PROVIDED INFORMATION -

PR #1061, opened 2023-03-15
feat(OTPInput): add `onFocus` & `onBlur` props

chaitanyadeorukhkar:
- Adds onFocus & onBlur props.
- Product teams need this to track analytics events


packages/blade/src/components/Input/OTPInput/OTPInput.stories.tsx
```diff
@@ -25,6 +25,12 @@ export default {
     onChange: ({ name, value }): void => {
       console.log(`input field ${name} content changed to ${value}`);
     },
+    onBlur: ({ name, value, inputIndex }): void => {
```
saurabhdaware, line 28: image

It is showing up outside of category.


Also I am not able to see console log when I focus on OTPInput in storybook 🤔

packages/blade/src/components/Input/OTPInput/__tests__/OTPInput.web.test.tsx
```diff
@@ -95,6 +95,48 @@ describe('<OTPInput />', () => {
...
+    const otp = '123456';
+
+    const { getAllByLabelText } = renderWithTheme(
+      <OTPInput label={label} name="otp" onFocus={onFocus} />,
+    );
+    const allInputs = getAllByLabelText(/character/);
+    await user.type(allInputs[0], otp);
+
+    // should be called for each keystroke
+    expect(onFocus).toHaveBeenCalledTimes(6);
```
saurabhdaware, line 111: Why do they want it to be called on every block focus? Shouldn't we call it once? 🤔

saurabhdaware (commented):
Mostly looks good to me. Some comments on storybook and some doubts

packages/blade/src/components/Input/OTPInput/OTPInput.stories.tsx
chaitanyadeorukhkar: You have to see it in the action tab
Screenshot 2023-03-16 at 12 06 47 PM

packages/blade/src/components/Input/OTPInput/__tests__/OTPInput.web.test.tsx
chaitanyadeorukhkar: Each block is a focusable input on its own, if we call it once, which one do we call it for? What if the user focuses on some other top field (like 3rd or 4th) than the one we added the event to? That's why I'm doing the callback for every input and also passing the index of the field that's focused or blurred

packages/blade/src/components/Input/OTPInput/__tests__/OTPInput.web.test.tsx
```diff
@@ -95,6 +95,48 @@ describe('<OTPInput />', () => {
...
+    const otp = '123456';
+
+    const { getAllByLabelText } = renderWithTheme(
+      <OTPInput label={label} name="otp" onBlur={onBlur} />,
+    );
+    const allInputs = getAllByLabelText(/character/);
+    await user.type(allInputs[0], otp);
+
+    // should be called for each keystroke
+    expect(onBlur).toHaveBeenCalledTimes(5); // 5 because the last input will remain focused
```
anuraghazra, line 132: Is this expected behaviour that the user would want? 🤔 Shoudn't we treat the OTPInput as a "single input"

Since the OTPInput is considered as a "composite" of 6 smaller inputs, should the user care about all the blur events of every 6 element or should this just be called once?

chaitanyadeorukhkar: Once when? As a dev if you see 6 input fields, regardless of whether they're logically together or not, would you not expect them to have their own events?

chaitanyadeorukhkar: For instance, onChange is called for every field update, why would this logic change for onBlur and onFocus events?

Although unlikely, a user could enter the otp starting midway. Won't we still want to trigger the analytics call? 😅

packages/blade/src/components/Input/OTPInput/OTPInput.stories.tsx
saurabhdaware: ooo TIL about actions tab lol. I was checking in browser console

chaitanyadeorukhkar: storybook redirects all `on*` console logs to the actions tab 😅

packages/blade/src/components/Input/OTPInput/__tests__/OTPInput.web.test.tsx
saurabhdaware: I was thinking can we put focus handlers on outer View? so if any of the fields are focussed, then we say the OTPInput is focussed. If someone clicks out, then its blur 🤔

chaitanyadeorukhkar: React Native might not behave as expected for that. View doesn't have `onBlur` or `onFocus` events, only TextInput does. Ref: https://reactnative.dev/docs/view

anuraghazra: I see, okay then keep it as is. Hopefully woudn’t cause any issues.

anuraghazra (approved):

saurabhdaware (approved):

REQUIRED WORK - Output the entire listing above, character for character.

FINISHED TASK -
PR #1061, opened 2023-03-15
feat(OTPInput): add `onFocus` & `onBlur` props

chaitanyadeorukhkar:
- Adds onFocus & onBlur props.
- Product teams need this to track analytics events


packages/blade/src/components/Input/OTPInput/OTPInput.stories.tsx
```diff
@@ -25,6 +25,12 @@ export default {
     onChange: ({ name, value }): void => {
       console.log(`input field ${name} content changed to ${value}`);
     },
+    onBlur: ({ name, value, inputIndex }): void => {
```
saurabhdaware, line 28: image

It is showing up outside of category.


Also I am not able to see console log when I focus on OTPInput in storybook 🤔

packages/blade/src/components/Input/OTPInput/__tests__/OTPInput.web.test.tsx
```diff
@@ -95,6 +95,48 @@ describe('<OTPInput />', () => {
...
+    const otp = '123456';
+
+    const { getAllByLabelText } = renderWithTheme(
+      <OTPInput label={label} name="otp" onFocus={onFocus} />,
+    );
+    const allInputs = getAllByLabelText(/character/);
+    await user.type(allInputs[0], otp);
+
+    // should be called for each keystroke
+    expect(onFocus).toHaveBeenCalledTimes(6);
```
saurabhdaware, line 111: Why do they want it to be called on every block focus? Shouldn't we call it once? 🤔

saurabhdaware (commented):
Mostly looks good to me. Some comments on storybook and some doubts

packages/blade/src/components/Input/OTPInput/OTPInput.stories.tsx
chaitanyadeorukhkar: You have to see it in the action tab
Screenshot 2023-03-16 at 12 06 47 PM

packages/blade/src/components/Input/OTPInput/__tests__/OTPInput.web.test.tsx
chaitanyadeorukhkar: Each block is a focusable input on its own, if we call it once, which one do we call it for? What if the user focuses on some other top field (like 3rd or 4th) than the one we added the event to? That's why I'm doing the callback for every input and also passing the index of the field that's focused or blurred

packages/blade/src/components/Input/OTPInput/__tests__/OTPInput.web.test.tsx
```diff
@@ -95,6 +95,48 @@ describe('<OTPInput />', () => {
...
+    const otp = '123456';
+
+    const { getAllByLabelText } = renderWithTheme(
+      <OTPInput label={label} name="otp" onBlur={onBlur} />,
+    );
+    const allInputs = getAllByLabelText(/character/);
+    await user.type(allInputs[0], otp);
+
+    // should be called for each keystroke
+    expect(onBlur).toHaveBeenCalledTimes(5); // 5 because the last input will remain focused
```
anuraghazra, line 132: Is this expected behaviour that the user would want? 🤔 Shoudn't we treat the OTPInput as a "single input"

Since the OTPInput is considered as a "composite" of 6 smaller inputs, should the user care about all the blur events of every 6 element or should this just be called once?

chaitanyadeorukhkar: Once when? As a dev if you see 6 input fields, regardless of whether they're logically together or not, would you not expect them to have their own events?

chaitanyadeorukhkar: For instance, onChange is called for every field update, why would this logic change for onBlur and onFocus events?

Although unlikely, a user could enter the otp starting midway. Won't we still want to trigger the analytics call? 😅

packages/blade/src/components/Input/OTPInput/OTPInput.stories.tsx
saurabhdaware: ooo TIL about actions tab lol. I was checking in browser console

chaitanyadeorukhkar: storybook redirects all `on*` console logs to the actions tab 😅

packages/blade/src/components/Input/OTPInput/__tests__/OTPInput.web.test.tsx
saurabhdaware: I was thinking can we put focus handlers on outer View? so if any of the fields are focussed, then we say the OTPInput is focussed. If someone clicks out, then its blur 🤔

chaitanyadeorukhkar: React Native might not behave as expected for that. View doesn't have `onBlur` or `onFocus` events, only TextInput does. Ref: https://reactnative.dev/docs/view

anuraghazra: I see, okay then keep it as is. Hopefully woudn’t cause any issues.

anuraghazra (approved):

saurabhdaware (approved):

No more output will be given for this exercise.